Thanks all for the info on the "real snake head fish". Looked over the link and they are definitely edible. They look tropical though and wouldn't think they would servive up here. 

Feelin' Wright, Blue Fish are prepared many ways and served in the finest restaurants up and down the north east coast for big bucks per serving.


----------



## JD7.62 (Feb 13, 2008)

I have owned nearly a dozen species of channa (snakeheads) before the ban. The species in South Florida are Channa marulia aka cobra snakehead. The species, like channa argus in the Potomac are thought to have come from live fish food markets in the Asian community. Cobra snakeheads have been there for years but are still limited to just a few canal systems. The fish is the longest snakehead but not the biggest. It is actually a very smart fish and challenging to catch and taste very very good!

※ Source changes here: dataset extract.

Issue #1260, opened 2018-12-19
Virtualenv should not override cert option from pip.conf


daa:
Consider following setup: in our organization we have internal pypi server serving https with certificate signed with our internal root certificate authority, in ``/etc/pip.conf`` I have following settings:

Snakeheads get a bad reputation due to the media. Out of the 30+ species of channa, only a few get over twelve inches. Most are in the 6-10" range. Not all species are tropical. Their native range extends from south east Asia, north to the koreas/Russia/China and as far west as Iran and Afghanistan.


----------



## Bonsaifishrman (Mar 17, 2009)

JD7.62 said:


> I have owned nearly a dozen species of channa (snakeheads) before the ban. The species in South Florida are Channa marulia aka cobra snakehead. The species, like channa argus in the Potomac are thought to have come from live fish food markets in the Asian community. Cobra snakeheads have been there for years but are still limited to just a few canal systems. The fish is the longest snakehead but not the biggest. It is actually a very smart fish and challenging to catch and taste very very good!
> 
> Snakeheads get a bad reputation due to the media. Out of the 30+ species of channa, only a few get over twelve inches. Most are in the 6-10" range. Not all species are tropical. Their native range extends from south east Asia, north to the koreas/Russia/China and as far west as Iran and Afghanistan.


Thanks for the detailed update info on these fish.


----------



## Charlie2 (Oct 2, 2007)

My concern about these fish is that they can take over a body of water, eating up all the native fish.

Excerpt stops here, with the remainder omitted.